Changes in mitochondrial proteome of renal tubular cells induced by calcium oxalate monohydrate crystal adhesion and internalization are related to mitochondrial dysfunction.

Calcium oxalate monohydrate (COM) crystals, the major crystalline compound in kidney stones, have been suggested to induce oxidative stress by overproduction of reactive oxygen species (ROS) and renal tubular cell injury. Our present study aimed to examine changes in mitochondrial proteome in distal renal tubular cells induced by COM crystals (100 μg of crystals/mL of culture medium). Adhesion and internalization of COM crystals by MDCK cells were examined by fluorescent and laser-scanning confocal microscopy. Moreover, the internalized COM crystals were quantified by flow cytometry. Thereafter, mitochondria were isolated from controlled and COM-treated cells, and mitochondrial proteins were subjected to 2-DE-based comparative proteomic analysis, which revealed 15 differentially expressed proteins.
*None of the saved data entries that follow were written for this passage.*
Issue #212, opened 2025-06-20
Go through all manual decoding in the contracts and simplify or think about attack vectors.


legion2002:
We currently use assembly to skip some bound checks and manually decode important structs like `Intent`, abi.decode adds some extra checks by default, we need to go through all the structs we decode in this way and make sure that we are handling them safely.

Issue #201, opened 2025-06-15
Add calldata manipulation tests for external structs


legion2002:
Currently for some critical structs like the `Intent` struct, we do some optimizations that skip solidity type checks explicitly, since we assume that these fields will be sanitized when solidity uses them throughout the code.

We need to add tests mainpulating each of these fields in the calldata, to make sure that manipulating these fields cannot affect the rest of the struct.

smitrajput:
hi @legion2002, noticed this is self-assigned. If help’s welcome, I can add a tests-only suite for calldata manipulation on the `Intent` struct (and others you name), no logic changes, with gas snapshots. I'll share a concrete approach once I get a green from you.

Useful? If not, would love to know if there's something more pressing you could use my help on.

legion2002:
Hi @smitrajput, please go ahead.

smitrajput:
Just noticed that the current call flow to `IthacaAccount.pay()` goes through all those functions (except `simulateExecute()`) in one go, so won't need separate tests for each, but one good test with intelligent corruption should be enough to reveal any vulnerabilities during unsafe decoding

<img width="668" height="324" alt="Image" src="https://github.com/user-attachments/assets/25acdeaf-6fbe-4ee1-b619-ce7c58797783" />

PR #312, opened 2025-08-25
test: Intent's static + dynamic offsets' field corruptions

smitrajput:
### Test Description
This is a good first step for issues [201](https://github.com/ithacaxyz/account/issues/201) and [212](https://github.com/ithacaxyz/account/issues/212), testing potentially unsafe decoding by corrupting the 13 static fields and offsets of all 7 dynamic fields of `Intent` struct, along with Intent's main offset, during calls to `Orchestrator.execute()`, targeting naked decoding at [`_extractIntent()`](https://github.com/ithacaxyz/account/blob/main/src/Orchestrator.sol#L244), [`selfCallPayVerifyCall537021665()`](https://github.com/ithacaxyz/account/blob/main/src/Orchestrator.sol#L411), [`_extractPreCall()`](https://github.com/ithacaxyz/account/blob/main/src/Orchestrator.sol#L270) and [`IthacaAccount.pay()`](https://github.com/ithacaxyz/account/blob/main/src/IthacaAccount.sol#L617). <br/><br/>Tests are split into 21 functions: 13 for corrupting static fields, 7 for dynamic field offsets and 1 corrupting the main intent offset.

### Result
All tests pass clean without the corruption (base case in existing tests), and throw `EvmError: Revert` after corruption for 6 dynamic field offset corruptions as **expected**, caught as `false` value returned on doing a [`.call() to Orchestrator.execute()`](https://github.com/ithacaxyz/account/pull/312/files#diff-ff27a0826a73dea2fc4faf0dc2536085954313b31363b75b6db3a4a66d71ad99R521). The remaining 15 return well-defined errors in the codebase which are caught neatly. Implying corrupted offsets are unable to induce unintended behaviours and the decoding throughout the call from `Orchestrator.execute()` to `IthacaAccount.pay()` is safe from this attack.

### Potential Improvement
Would have preferred a simpler multichain intent setup, to test the corrupted `settlerContext` field than the [current one](https://github.com/ithacaxyz/account/pull/312/files#diff-ff27a0826a73dea2fc4faf0dc2536085954313b31363b75b6db3a4a66d71ad99R793), which reuses most of `Orchestrator.t.sol`'s [testMultichainIntent()](https://github.com/ithacaxyz/account/blob/main/test/Orchestrator.t.sol#L1301) setup. Improvement suggestions welcomed.

### Future Work
Note that tests for corrupting the data of dynamic fields still remain. Worth adding in a future PR.

### DIFF
--- a/test/Account.t.sol
+++ b/test/Account.t.sol
@@ -421,6 +421,8 @@ contract AccountTest is BaseTest {
      *
      */
 
+    //////// Corrupting the 13 static fields of Intent ////////
+
     // Test 1: eoa corruption
     function testPayWithAllCorruptedEOAFieldOfIntent() public {
         bytes memory maliciousCalldata = _createIntentOnMainnet();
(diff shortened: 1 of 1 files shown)


smitrajput:
@legion2002 @howydev plz take a look and lemme know of improvements

legion2002:
@smitrajput Thanks we'll look into it soon, these tests will be very helpful!

test/Account.t.sol
```diff
@@ -498,6 +510,458 @@ contract AccountTest is BaseTest {
...
+
+        console.log("Test 2: executionData offset corruption");
+        maliciousCalldata = _createIntentOnMainnet();
+        assembly {
+            let dataPtr := add(maliciousCalldata, 0x20) // Skip bytes length prefix
+            let intentPtr := add(dataPtr, 0x20) // Points to start of Intent struct
+            // executionData offset (bytes 64-95 relative to start, or 32-63 in Intent struct)
+            mstore(add(intentPtr, 32), 0x10000000000000001) // 2^64 + 1
+        }
+        // assertEq(oc.execute(maliciousCalldata), bytes4(keccak256("VerifiedCallError()")));
```
howydev, line 536: nit: remove this

I assume this doesn't pass because it reverts with a generic EVM error?

test/Account.t.sol
```diff
@@ -498,6 +510,458 @@ contract AccountTest is BaseTest {
...
+    function testPayWithFiveCorruptedFieldOffsetsOfIntent() public {
+        bool success;
+        bytes memory returnData;
+
+        console.log("Test 1: Main Intent struct offset corruption");
+        bytes memory maliciousCalldata = _createIntentOnMainnet();
+        assembly {
+            let dataPtr := add(maliciousCalldata, 0x20) // Skip bytes length prefix
+            // CORRUPT MAIN OFFSET (Bytes 0-31) - Points to Intent struct start
+            mstore(dataPtr, 0x10000000000000000) // 2^64 (strictly greater than 2^64-1)
```
howydev, line 522: I'm not sure if works

If dataPtr is an encoded intent, wouldn't `add(maliciousCalldata, 0x20)` point to `intent.eoa`?

test/Account.t.sol
```diff
@@ -498,6 +510,458 @@ contract AccountTest is BaseTest {
...
+        assembly {
+            let dataPtr := add(maliciousCalldata, 0x20) // Skip bytes length prefix
+            let intentPtr := add(dataPtr, 0x20) // Points to start of Intent struct
+            // executionData offset (bytes 64-95 relative to start, or 32-63 in Intent struct)
+            mstore(add(intentPtr, 32), 0x10000000000000001) // 2^64 + 1
+        }
+        // assertEq(oc.execute(maliciousCalldata), bytes4(keccak256("VerifiedCallError()")));
+        (success, returnData) =
+            address(oc).call(abi.encodeWithSignature("execute(bytes)", maliciousCalldata));
+        assertEq(success, false);
```
howydev, line 539: could you think of a better check here instead of a generic execution failure? im a little worried that some of these tests are failing not because of corrupted calldata, so the test is inaccurate

test/Account.t.sol
```diff
@@ -498,6 +510,458 @@ contract AccountTest is BaseTest {
         assertEq(keysCount137, 2, "Keys should be added on chain 137");
     }
 
+    function testPayWithFiveCorruptedFieldOffsetsOfIntent() public {
+        bool success;
+        bytes memory returnData;
+
+        console.log("Test 1: Main Intent struct offset corruption");
```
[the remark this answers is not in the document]
smitrajput: fixed

test/Account.t.sol
smitrajput: removed.

yes, this is the EvmError: Revert error we get on corrupting every dynamic field offset <br/>
Screenshot 2025-09-03 at 4 45 57 PM

test/Account.t.sol
smitrajput: tried a bunch of approaches to catch the generic `EvmError: Revert` that we're getting on corrupting all 7 dynamic field offsets <br/>
Screenshot 2025-09-03 at 4 46 42 PM


but didn't find anything significant as that error returns `0x`, so further try/catching or error logging doesn't help. 

Also note that these tests are indeed failing because of offset corruption, as I [corrupted all the 13 other static fields](https://github.com/ithacaxyz/account/pull/312/files#diff-ff27a0826a73dea2fc4faf0dc2536085954313b31363b75b6db3a4a66d71ad99R543-R669) and we're seeing defined errors being thrown and caught for all of them.

smitrajput:
thanks a lot for the review @howydev 

I double checked to see if the offset corruption is correct, and we are indeed corrupting the exact offsets and we're seeing the generic `EvmError: Revert` uniformly for all the 7 dynamic offsets <br />
Screenshot 2025-09-03 at 4 46 42 PM

To help with the calldata corruption visualisation, plz check out this [calldata layout](https://github.com/ithacaxyz/account/pull/312/files#diff-ff27a0826a73dea2fc4faf0dc2536085954313b31363b75b6db3a4a66d71ad99R513-R538) in the tests, so we're sure we're corrupting the correct offsets.

To further prove that we're not getting those generic reverts bcoz of any adjacent fields' corruption, I corrupted all the remaining 13 static fields and we're throwing and catching well-defined errors for all of them. Plz find those tests [here](https://github.com/ithacaxyz/account/pull/312/files#diff-ff27a0826a73dea2fc4faf0dc2536085954313b31363b75b6db3a4a66d71ad99R543-R669).

This proves that the execution call fails differently for dynamic offsets corruption and static fields corruption.

Though you do have a valid concern that the generic `EvmError: Revert` might pop up for various other reasons, by observing those all other reasons (in this case the adjacent static fields' corruption) to be failing for other errors than this, we can safely say that all the uniform 7 `EvmError: Revert`s are indeed thrown by the 7 dynamic field offsets corruption.

howydev:
hey, apologies for the delay, didnt see that you replied

will allocate some time later this week for a review

howydev:
hey @smitrajput - really appreciate the time taken for this review, but we're likely going to switch to formats that remove all calldata offsets, using packed mode encoding instead of encoding a struct

By removing offsets, we kill 2 birds with a single stone - reduce the cost of operations, and no more security issues from custom abi encodings

smitrajput:
that's a cool idea @howydev, curious to have a look at the updated implementation and see if I can reuse these tests (at least the static fields corruption part and add the missing dynamic data corruption part too), to check the new and different security implications of the packed encoding

howydev:
changes are ready: https://github.com/ithacaxyz/account/pull/365

instead of having a struct that comes with offsets, we have a custom encoding for our `bytes` instead. without the offsets it's easier to reason about the security and we save 12k in gas when we do this, so we'll likely opt for some version of this instead of the original struct

would love your eyes on this if you have spare time, and if you think of any tests we should add feel free to propose!

smitrajput:
sound!

taking a look asap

These significantly altered proteins were identified by Q-TOF MS and MS/MS analyses, including those involved in several biological processes, e.g., cellular structure, carbohydrate metabolism, and energy metabolism. 2-D Western blot analysis confirmed the increase of ezrin and decrease of β-actin. Global protein network analysis was then performed to obtain additional functional significance of the identified proteins and to guide for subsequent functional analysis. The results implicated that the altered proteins were involved in energy production and might contribute to mitochondrial dysfunction. The loss of ROS regulation by mitochondria was finally confirmed by OxyBlot assay, which demonstrated markedly increased levels of the oxidatively modified mitochondrial proteins in the COM-treated cells in a dose-dependent manner. Our data may lead to a better understanding of molecular mechanisms of mitochondrial dysfunction underlying the overt oxidative stress induced by COM crystals in kidney stone disease.